- Interactive map of Aba North
- Aba North Location in Nigeria
- Coordinates: 5°07′30″N 7°22′26″E﻿ / ﻿5.125°N 7.374°E
- Country: Nigeria
- State: Abia State
- Headquarters at:: Eziama Urata

Government
- • Local Government Chairman: Chief Victor Ubani
- • Local Government Deputy Chairman: Mrs. Joy Iwuchukwu

Area
- • Total: 23 km^{2} (8.9 sq mi)

Population (2006 census)
- • Total: 106,844
- • Density: 4,600/km^{2} (12,000/sq mi)
- 3-digit postal code prefix: 450
- ISO 3166 code: NG.AB.AN

= Aba North =

Aba North is a Local Government Area in Aba, Abia State, Nigeria. In the year (1991) Aba North local government was created. The headquarters is at Eziama Uratta. It is amongst the local governments that make up Abia South senatorial zone. Aba North is in the South East geopolitical zone of Nigeria. The Igbo ethnic group is predominant in the area. The people of the area are mostly Christians and traditional worshippers with Igbo and English as the commonly spoken languages.
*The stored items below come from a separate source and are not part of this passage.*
PR #481, opened 2016-11-29
Change Analysis Bar message

AaronOpfer:
* No longer display "No Analysis for This Region" if region is not valid (such as before any debugee has been launched)
 * Change "No Analysis For This Region" to instead say "[libname]: No Analysis Found" which might make it easier to understand why Analysis disappeared while stepping through code that invokes another library.


eteran:
Looks good!

PR #483, opened 2016-12-01
When reljmp selected, draw line to jmp destination

### LINKED ISSUE #464: Add jump destination line-drawing to disassembly view
It's probably easiest to explain with this screenshot of ollydbg, my old time favorite.Notice the red line visible on this page:

http://www.ollydbg.de/Pics/OllyDbg2.gif

When the jump instruction is highlighted, the destination of the jump is drawn in the disassembly view with a connecting line. Without this feature, it is very difficult to find my way around a lot of conditional code in edb.

AaronOpfer:
Fixes #464.

This draws a line when highlighting a jump toward the jump destination.

image

It's not completely analogous to ollydbg because olly will also highlight jumps that point TO the current instruction. Adding that feature will require a big refactor of the QDisassemblyView to dissasemble a large number of instructions ahead of time and then perform analysis on that instead of decoding one instruction at a time like the current setup.

Let me know what you guys think about the style of the line drawn and if you guys have any thoughts about improving it.

### DIFF
--- a/src/widgets/QDisassemblyView.cpp
+++ b/src/widgets/QDisassemblyView.cpp
@@ -782,6 +782,59 @@ void QDisassemblyView::draw_function_markers(QPainter &painter, edb::address_t a
 }
 
 //------------------------------------------------------------------------------
+// Name: disassemble_at_address
+// Desc: Given a region and an address, returns the instruction at address.
+//------------------------------------------------------------------------------
+
+edb::Instruction QDisassemblyView::disassemble_at_address(edb::address_t address) {
+	IAnalyzer *const analyzer = edb::v1::analyzer();
+	quint8 buf[edb::Instruction::MAX_SIZE + 1];
+
+	// do the longest read we can while still not passing the region end
+	int buf_size = qMin<edb::address_t>((region_->end() - address), sizeof(buf));
+
+	// read in the bytes...
+	if(!edb::v1::get_instruction_bytes(address, buf, &buf_size)) {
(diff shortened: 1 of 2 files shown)


10110111:
(Didn't look at the code yet, just checked out the result.)
What makes me unsatisfied about how it looks is that it looks like a "bracket" instead of an arrow (in OllyDbg it's an arrow). I.e. it looks as if it just braces some block of code, not shows direction of a jump.
Another thing is that the up/down mini-arrows near current instruction seem redundant with this line. Maybe they should be hidden (but not for the other instructions).
Also, don't you feel that the line is too close to the code, namely it almost intersects with the up/down mini-arrows?

eteran:
I like this feature. We may need to add some horizontal padding to the left of disassembly in order to make drawing this look better. And also probably make the "arrow" a color that stands out a bit more.

10110111:
> And also probably make the "arrow" a color that stands out a bit more.
Note that if we look at OllyDbg, there red color means taken branch, and gray is non-taken one.

AaronOpfer:
I tried painting a unicode character over the end of the line to create an arrow:

image

but it looks ridiculous on very large font sizes:

image

eteran:
As I mentioned, I like the concept of this PR, but I'm not sure it's "ready" yet. It doesn't look quite right, particularly with regards to it looking more like a bracket than an arrow. 

So I'm going to close the PR, not because I don't want the feature, but because I think we can implement this in a way that results in a much more polished look.

If you are able to improve this though, please do resubmit it :-).

PR #485, opened 2016-12-01
Implement bare minimum PE32

AaronOpfer:
I'm not sure if this is enough to actually be able to run edb on windows, but this does successfully decode the header of a 32bit windows application running under wine on my machine.

I also removed a debug string I had added because it was never actually triggering before because every single region that should have had no binary at all was instead being picked up as PE32 since it had no sanity checks at all.


eteran:
nice! There is a ton that needs to be done to get windows building again though. The DebuggerCore API has been changed drastically. But one step at a time :-)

Aba North, an integral part of Ngwaland, consists of indigenes and migrants from other parts of the state who reside in Aba for entrepreneurial and other purposes.

The postal code is 450.

== List of Towns and villages in Aba North ==
The towns and villages in Aba North include:

- Ogbor
- ụmụ ọla - egbelu
- ụmụ ọla - Okpulor
- Eziama
- Osusu
- Umuokoji
- uratta.

== Economy ==

Aba North Local government area is home to the popular Ariaria International Market which is one of Africa's biggest markets.

== Geography ==
Aba North has an estimated average temperature of 28 degrees Celsius or 82.4 degrees Fahrenheit and a humidity of 72%. The Local Government Area encompasses an estimated 23 km^{2} in total.